## WHAT THE TASK REQUIRES:
Select the lines below containing the word "alternative".

## Collected data:
################
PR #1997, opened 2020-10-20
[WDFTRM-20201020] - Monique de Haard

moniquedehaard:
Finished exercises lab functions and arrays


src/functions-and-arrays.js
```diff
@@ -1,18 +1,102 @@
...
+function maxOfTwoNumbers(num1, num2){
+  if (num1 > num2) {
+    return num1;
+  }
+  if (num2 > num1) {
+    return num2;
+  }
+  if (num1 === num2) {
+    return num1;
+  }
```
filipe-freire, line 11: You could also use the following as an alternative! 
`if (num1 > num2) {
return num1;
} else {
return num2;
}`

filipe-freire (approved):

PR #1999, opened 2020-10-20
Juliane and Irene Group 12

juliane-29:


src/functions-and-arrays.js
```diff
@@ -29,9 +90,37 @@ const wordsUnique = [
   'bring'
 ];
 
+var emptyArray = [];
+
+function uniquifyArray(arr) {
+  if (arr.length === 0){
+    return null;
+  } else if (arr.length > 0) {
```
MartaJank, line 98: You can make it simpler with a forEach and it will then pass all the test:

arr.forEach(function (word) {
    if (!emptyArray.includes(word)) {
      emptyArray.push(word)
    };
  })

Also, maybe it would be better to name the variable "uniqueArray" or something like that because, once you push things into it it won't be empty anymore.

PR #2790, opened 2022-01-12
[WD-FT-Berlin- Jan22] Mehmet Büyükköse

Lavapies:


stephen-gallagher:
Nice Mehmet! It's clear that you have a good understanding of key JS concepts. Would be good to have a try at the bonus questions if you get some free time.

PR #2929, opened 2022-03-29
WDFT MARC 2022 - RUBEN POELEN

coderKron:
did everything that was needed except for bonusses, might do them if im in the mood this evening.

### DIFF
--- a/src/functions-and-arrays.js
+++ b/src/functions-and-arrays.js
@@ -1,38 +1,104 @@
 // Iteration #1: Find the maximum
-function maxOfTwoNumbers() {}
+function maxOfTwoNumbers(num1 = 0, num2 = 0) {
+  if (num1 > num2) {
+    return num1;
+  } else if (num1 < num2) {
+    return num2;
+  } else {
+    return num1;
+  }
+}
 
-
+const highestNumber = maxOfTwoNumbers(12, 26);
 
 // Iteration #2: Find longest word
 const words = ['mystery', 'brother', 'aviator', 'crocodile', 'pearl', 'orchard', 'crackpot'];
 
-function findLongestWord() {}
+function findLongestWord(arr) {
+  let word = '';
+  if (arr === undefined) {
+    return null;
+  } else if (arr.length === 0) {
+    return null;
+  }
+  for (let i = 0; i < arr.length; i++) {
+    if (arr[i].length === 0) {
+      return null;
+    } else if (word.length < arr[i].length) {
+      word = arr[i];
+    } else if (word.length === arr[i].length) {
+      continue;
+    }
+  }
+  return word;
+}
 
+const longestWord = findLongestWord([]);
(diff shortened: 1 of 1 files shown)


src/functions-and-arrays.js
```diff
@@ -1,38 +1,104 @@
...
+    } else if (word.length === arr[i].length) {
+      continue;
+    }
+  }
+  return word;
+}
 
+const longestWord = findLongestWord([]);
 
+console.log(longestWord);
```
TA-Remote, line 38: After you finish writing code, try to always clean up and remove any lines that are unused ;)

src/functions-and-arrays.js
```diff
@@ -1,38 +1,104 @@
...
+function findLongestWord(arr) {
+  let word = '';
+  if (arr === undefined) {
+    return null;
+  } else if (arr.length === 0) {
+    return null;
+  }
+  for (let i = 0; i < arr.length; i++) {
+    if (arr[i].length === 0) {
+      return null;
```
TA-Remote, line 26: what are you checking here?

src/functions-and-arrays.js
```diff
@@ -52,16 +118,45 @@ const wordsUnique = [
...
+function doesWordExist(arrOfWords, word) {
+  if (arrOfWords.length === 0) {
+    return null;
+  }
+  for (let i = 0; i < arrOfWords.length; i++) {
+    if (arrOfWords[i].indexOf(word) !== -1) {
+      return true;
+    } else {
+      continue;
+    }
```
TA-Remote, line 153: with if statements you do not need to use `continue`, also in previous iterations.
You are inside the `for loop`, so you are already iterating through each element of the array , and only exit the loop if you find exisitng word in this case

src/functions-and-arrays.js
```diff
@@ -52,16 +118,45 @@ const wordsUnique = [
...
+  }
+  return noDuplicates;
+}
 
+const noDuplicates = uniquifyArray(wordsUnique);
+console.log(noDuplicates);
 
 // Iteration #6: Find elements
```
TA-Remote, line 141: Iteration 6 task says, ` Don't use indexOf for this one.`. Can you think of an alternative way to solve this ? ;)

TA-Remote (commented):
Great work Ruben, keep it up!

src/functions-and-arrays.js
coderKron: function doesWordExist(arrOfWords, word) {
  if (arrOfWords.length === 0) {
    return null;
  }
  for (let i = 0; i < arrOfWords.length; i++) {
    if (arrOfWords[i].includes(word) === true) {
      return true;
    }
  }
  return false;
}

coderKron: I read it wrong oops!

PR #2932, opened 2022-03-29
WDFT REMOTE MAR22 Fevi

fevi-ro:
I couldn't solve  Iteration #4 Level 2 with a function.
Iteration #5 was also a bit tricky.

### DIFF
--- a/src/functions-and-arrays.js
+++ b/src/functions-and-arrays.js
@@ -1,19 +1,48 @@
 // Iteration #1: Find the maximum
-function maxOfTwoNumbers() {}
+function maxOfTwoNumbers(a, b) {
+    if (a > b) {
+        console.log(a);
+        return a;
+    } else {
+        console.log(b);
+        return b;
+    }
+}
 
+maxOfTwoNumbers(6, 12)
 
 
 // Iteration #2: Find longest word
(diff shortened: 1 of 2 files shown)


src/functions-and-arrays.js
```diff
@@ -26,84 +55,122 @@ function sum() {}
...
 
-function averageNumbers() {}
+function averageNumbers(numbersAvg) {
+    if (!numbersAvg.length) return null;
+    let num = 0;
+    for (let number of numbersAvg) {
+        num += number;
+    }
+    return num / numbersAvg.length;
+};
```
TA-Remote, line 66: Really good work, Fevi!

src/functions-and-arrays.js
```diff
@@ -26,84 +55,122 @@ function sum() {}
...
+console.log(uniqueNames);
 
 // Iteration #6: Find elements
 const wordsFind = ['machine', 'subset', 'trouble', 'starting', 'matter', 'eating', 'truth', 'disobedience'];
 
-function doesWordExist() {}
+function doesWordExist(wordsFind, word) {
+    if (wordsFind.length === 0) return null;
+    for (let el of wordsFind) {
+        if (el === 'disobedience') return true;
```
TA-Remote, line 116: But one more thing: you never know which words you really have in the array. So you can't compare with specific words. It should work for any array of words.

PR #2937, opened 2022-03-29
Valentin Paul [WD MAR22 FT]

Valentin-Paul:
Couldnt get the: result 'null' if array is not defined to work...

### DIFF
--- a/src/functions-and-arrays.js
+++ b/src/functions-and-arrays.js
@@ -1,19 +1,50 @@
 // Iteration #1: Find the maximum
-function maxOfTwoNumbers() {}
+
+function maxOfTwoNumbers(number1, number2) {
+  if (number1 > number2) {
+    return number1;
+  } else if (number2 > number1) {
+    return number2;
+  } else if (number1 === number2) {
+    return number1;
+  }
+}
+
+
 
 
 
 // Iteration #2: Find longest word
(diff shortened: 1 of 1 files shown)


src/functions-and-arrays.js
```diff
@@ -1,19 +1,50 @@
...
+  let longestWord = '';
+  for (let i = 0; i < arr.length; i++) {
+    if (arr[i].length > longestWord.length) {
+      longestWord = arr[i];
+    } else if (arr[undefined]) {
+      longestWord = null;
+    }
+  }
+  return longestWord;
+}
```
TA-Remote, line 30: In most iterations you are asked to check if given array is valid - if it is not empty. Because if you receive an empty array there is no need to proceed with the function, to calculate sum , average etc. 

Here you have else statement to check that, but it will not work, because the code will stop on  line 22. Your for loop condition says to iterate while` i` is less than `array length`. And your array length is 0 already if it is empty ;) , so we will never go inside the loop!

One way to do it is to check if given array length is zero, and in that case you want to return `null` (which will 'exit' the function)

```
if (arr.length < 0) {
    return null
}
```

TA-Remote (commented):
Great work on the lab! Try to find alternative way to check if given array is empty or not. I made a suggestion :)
################
## OUTPUT BELOW:
filipe-freire, line 11: You could also use the following as an alternative! 
TA-Remote, line 141: Iteration 6 task says, ` Don't use indexOf for this one.`. Can you think of an alternative way to solve this ? ;)
Great work on the lab! Try to find alternative way to check if given array is empty or not. I made a suggestion :)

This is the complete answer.